### SUPPLIED DATA
PR #1077, opened 2026-08-04
Fix crash when there is a gap in input data

bmerry:
When there is a gap between input chunks, the output chunk is fast-forwarded to avoid referencing missing data. This is done with batch granularity, so as not to lose more output data than necessary. However, that means that the OutQueueItem is not necessarily aligned (in time) to a multiple of the output chunk size. In our unit tests it generally has been, because there is no delay model and so it ends up aligned to the *input* chunk size; but when there is a non-zero coarse delay, that's no longer the case. Meanwhile, the code for handling the dig-rms-dbfs sensor works with "windows" which are some multiple of the chunk size and aligned to the window size, and does not cope with OutQueueItems that cross a window boundary. In theory this could also be an issue if a non-zero delay was set before the first data arrived.

Fix it by changing the computation of total digitiser power from being done per-output-chunk (on the GPU) to per-output-batch. I initially experimented with doing it per-output-spectrum, but that was too expensive; even with per-output-batch it needed some experimentation to get the CUDA compiler to generate reasonable code that didn't slow things down massively. I've tested with benchmark_fgpu and found no statistically significant impact on performance:

```
./benchmark_fgpu.py -v --narrowband=1 --image harbor.cbf.mkat.karoo.kat.ac.za/dpp/katgpucbf:latest
1873.0 MHz - 1893.0 MHz

./benchmark_fgpu.py -v --narrowband=1 --image harbor.cbf.mkat.karoo.kat.ac.za/dpp/katgpucbf:NGC-2074-data-gap
1868.0 MHz - 1888.0 MHz

./benchmark_fgpu.py -v --image harbor.cbf.mkat.karoo.kat.ac.za/dpp/katgpucbf:latest
1955.0 MHz - 1975.0 MHz

./benchmark_fgpu.py -v --image harbor.cbf.mkat.karoo.kat.ac.za/dpp/katgpucbf:NGC-2074-data-gap
1957.0 MHz - 1977.0 MHz
```

Add a non-zero delay to the existing unit tests for missing data. That made it a lot more complicated unfortunately.

Closes NGC-2074.

### DIFF
--- a/src/katgpucbf/fgpu/engine.py
+++ b/src/katgpucbf/fgpu/engine.py
@@ -1032,7 +1032,7 @@ class Pipeline:
         present
             Whether each output batch is fully present
         """
-        batch_samples = out_item.capacity // len(present) * out_item.spectra_samples
+        batch_samples = self.output.spectra_per_heap * self.output.spectra_samples
         for pol, (accum, trg) in enumerate(zip(dig_total_power_accums, dig_total_power, strict=True)):
             for i, p in enumerate(present):
                 power: int | None = trg[i] if p else None
--- a/src/katgpucbf/fgpu/engine.py
+++ b/src/katgpucbf/fgpu/engine.py
@@ -369,7 +369,7 @@ class OutQueueItem(QueueItem):
     spectra: accel.DeviceArray
     #: Output saturation count, per pol
     saturated: accel.DeviceArray
-    #: Output sum of squared samples, per pol
+    #: Output sum of squared samples, per batch and pol
     dig_total_power: accel.DeviceArray | None
     #: Per-spectrum fine delays
     fine_delay: MappedArray
@@ -573,6 +573,7 @@ class Pipeline:
             engine.send_sample_bits,
             output.dither,
             narrowband=narrowband_config,
+            total_power_spectra=output.spectra_per_heap,
         )
         seed = SystemRandom().randrange(2**ENGINE_DITHER_SEED_BITS)
         self._compute = template.instantiate(
@@ -1024,7 +1025,7 @@ class Pipeline:
         dig_total_power_accums
             Accumulators tracking long-term digitiser total power (one per polarisation)
         dig_total_power
-            The total power per spectrum and polarisation in `out_item`
+            The total power per batch and polarisation in `out_item`
         out_item
             The current :class:`OutQueueItem`
         """
--- a/src/katgpucbf/fgpu/engine.py
+++ b/src/katgpucbf/fgpu/engine.py
@@ -1017,6 +1017,7 @@ class Pipeline:
         dig_total_power_accums: list[Accum],
         dig_total_power: accel.HostArray,
         out_item: OutQueueItem,
+        present: np.ndarray,
     ) -> None:
         """Update digitiser power sensors.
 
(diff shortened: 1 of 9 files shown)


bmerry:
I'm requesting @vincentseotlo as primary reviewer. @EatonEmmerich is added more for interest / learning.

src/katgpucbf/fgpu/kernels/pfb_fir.mako
```diff
@@ -98,22 +99,23 @@ KERNEL REQD_WORK_GROUP_SIZE(WGS, 1, 1) void pfb_fir(
...
-    in += pol * in_stride;
-    out += pol * out_stride;
 
     // Figure out where this thread has to work.
     int lid = get_local_id(0);
-    int pos = group_x * WGS + lid; // pos is the position within the step (i.e. spectrum) that this thread will work on.
-    int offset = group_y * stepy + pos; // This thread probably doesn't work on the very beginning of the data, so we
-                                        // make the indexing easier for ourselves later.
+    // pos is the position within the step (i.e. spectrum) that this thread will work on.
+    int pos = get_group_id(0) * WGS + lid;
```
vincentseotlo, line 106: I think we can keep the standard of using `group_x`, so we're in line with `group_y`. Granted group_y is `shifted` by `stepy`.

src/katgpucbf/fgpu/pfb.py
```diff
@@ -101,6 +105,12 @@ def __init__(
         self.unzip_factor = unzip_factor
         self.complex_input = complex_input
         self.n_pols = n_pols
+        if complex_input:
+            # Ensures that the given value definitely has no effect. Choosing 1
+            # ensures that tests that it divides into other values are
+            # satisfied.
+            total_power_spectra = 1
+        self.total_power_spectra = total_power_spectra
```
vincentseotlo, line 113: Is there any danger in just saying `self.total_power_spectra = 1`, then line 138: `"total_power_spectra": self.total_power_spectra,`

src/katgpucbf/fgpu/engine.py
```diff
@@ -1024,31 +1026,34 @@ def _update_dig_power_sensors(
...
+                        fs = ((1 << (self.engine.recv_layout.sample_bits - 1)) - 1) ** 2 / 2
+                        avg_power = measurement.total / (measurement.end_timestamp - measurement.start_timestamp) / fs
+                        # If for some reason there's zero power, avoid reporting
+                        # -inf dB by assigning the most negative representable value
+                        avg_power_db = 10 * math.log10(avg_power) if avg_power else np.finfo(np.float64).min
+                        sensor.set_value(avg_power_db, timestamp=update_timestamp)
+                    else:
+                        sensor.set_value(
+                            np.finfo(np.float64).min, status=aiokatcp.Sensor.Status.FAILURE, timestamp=update_timestamp
+                        )
```
EatonEmmerich, line 1056: what do we expect to happen if we accumulate with power=None on an existing value in the accumulator?

test/fgpu/test_engine.py
```diff
@@ -98,9 +98,9 @@ def jones_per_batch(channels: int, request: pytest.FixtureRequest) -> int:
 
 
 @pytest.fixture
-def dig_rms_dbfs_window_chunks() -> int:
+def dig_rms_dbfs_window_batches() -> int:
     """Number of chunks per window for ``dig-rms-dbfs`` sensors."""
-    return 2
+    return 5
```
EatonEmmerich: why not just use a constant?

src/katgpucbf/fgpu/kernels/pfb_fir.mako
```diff
@@ -145,47 +147,60 @@ KERNEL REQD_WORK_GROUP_SIZE(WGS, 1, 1) void pfb_fir(
...
     // We'll be at our most memory-bandwidth-efficient if rows >> TAPS.
     // Launching ~256K threads should ensure this.
-    for (int i = 0; i < rows; i++)
+% if complex_input:
+    for (int i = spectrum0; i < n; i++)
     {
-        // Load the raw data for the sample
-        sample_t sample = unpack_read(&unpack);
-        unpack_advance(&unpack, step);
+        {  // Block just to balance things with the !complex_input case.
```
EatonEmmerich: nit(non-blocking): missed the `!` here first time I read the comment and got confused.
Suggest writing it as `not complex_input` case.

src/katgpucbf/fgpu/engine.py
```diff
@@ -1106,7 +1111,7 @@ async def run_transmit(self) -> None:
                 await async_wait_for_events([download_marker])
 
             if dig_total_power is not None:
-                self._update_dig_power_sensors(dig_total_power_windows, dig_total_power, out_item)
+                self._update_dig_power_sensors(dig_total_power_windows, dig_total_power, out_item, chunk.present)
```
EatonEmmerich, line 1114: can we pass the `batch_samples` in here instead then calculate it from the `spectra_per_heap`  like we do in `_dig_rms_dbfs_window_samples`?

src/katgpucbf/fgpu/kernels/pfb_fir.mako
bmerry: `pos` is not a group-wide value though, because it depends on the local (thread) ID.

src/katgpucbf/fgpu/engine.py
bmerry: Do you mean if we call `accum.add(..., power=None)`? The window containing [start_timestamp, end_timestamp) will have a power of `None` (since `None` means "don't know" in this context, and anything + don't-know = don't-know). There are a few cases for what `accum.add` returns, but I *think* for all of them, if power=None and it returns a measurement, that measurement will have `total` of `None`.

src/katgpucbf/fgpu/engine.py
bmerry: Not entirely following the suggestion, but I'll update the calculation of `batch_samples` inside `_update_dig_power_sensors` to use the same formula as `_dig_rms_dbfs_window_samples`.

src/katgpucbf/fgpu/pfb.py
bmerry: Not quite sure what the suggestion is. Are you suggesting that here I do
```python
if complex_input:
    self.total_power_spectra = 1
else:
    self.total_power_spectra = total_power_spectra
```

That would certainly work, but I'm not seeing the advantage; the (minor) disadvantage of doing it this way is that someone updating the code might accidentally use `total_power_spectra` when they should have used `self.total_power_spectra`, whereas the way I've done it, the two are kept the same so there is no danger of using the wrong value.

test/fgpu/test_engine.py
bmerry: Good idea. I probably had some idea that I might need to override this fixture for some specific tests, but it hasn't happened, so I've simplified things with a constant.

vincentseotlo (approved):
LGTM 👍

src/katgpucbf/fgpu/engine.py
EatonEmmerich: that was the sentiment, yes. :bow:

src/katgpucbf/fgpu/engine.py
EatonEmmerich: The reason I asked was that I think we can simplify it a little more by not needing the `if p else None` as well as the `if measurement.total is not None:`

Assuming I understand this correctly:
* if not p, power is None 
 * we add None to accum. and now total is None.
 * we check if accum.total is not none.
  * set value
 * else set failure

could just be:
* if p
 * add to accum and set value
* else
 * we set failure and add none to accum

EatonEmmerich (approved):
small non blocking nit.

LGTM otherwise

src/katgpucbf/fgpu/engine.py
bmerry: I might be misunderstanding your suggestion, but it sounds like you're setting the sensor on every loop iteration (either "set value" or "set failure" which is not the goal: we only want to set the sensor once per window, as otherwise we're going to spam sensor updates. And the decoupling between `p` and the sensor updates makes sense in my head, because `p` refers to the current window, while `measurement` is a (potential) measurement for the previous window.

bmerry:
> small non blocking nit.

I'm going to merge anyway so that this bug fix can catch the bus to get deployed tomorrow, but feel free to open a ticket.

src/katgpucbf/fgpu/engine.py
bmerry: Actually it's even a bit more complicated than my explanation, because `measurement` could refer to either the same or a previous window than `p`. Basically, I prefer to think of the accumulator as a black box which we throw per-batch information into, and now and then it'll disgorge a Measurement to tell you something about the past, but I'd rather not have this piece of code try to know or care too much about the internals of exactly when Measurements might come out and how they might relate to the information that went in.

### TASK INSTRUCTIONS
Start at the line containing "bmerry: I might". Repeat it and each line after it, word for word, to the end of the records.

### THE ANSWER
bmerry: I might be misunderstanding your suggestion, but it sounds like you're setting the sensor on every loop iteration (either "set value" or "set failure" which is not the goal: we only want to set the sensor once per window, as otherwise we're going to spam sensor updates. And the decoupling between `p` and the sensor updates makes sense in my head, because `p` refers to the current window, while `measurement` is a (potential) measurement for the previous window.

bmerry:
> small non blocking nit.

I'm going to merge anyway so that this bug fix can catch the bus to get deployed tomorrow, but feel free to open a ticket.

src/katgpucbf/fgpu/engine.py
bmerry: Actually it's even a bit more complicated than my explanation, because `measurement` could refer to either the same or a previous window than `p`. Basically, I prefer to think of the accumulator as a black box which we throw per-batch information into, and now and then it'll disgorge a Measurement to tell you something about the past, but I'd rather not have this piece of code try to know or care too much about the internals of exactly when Measurements might come out and how they might relate to the information that went in.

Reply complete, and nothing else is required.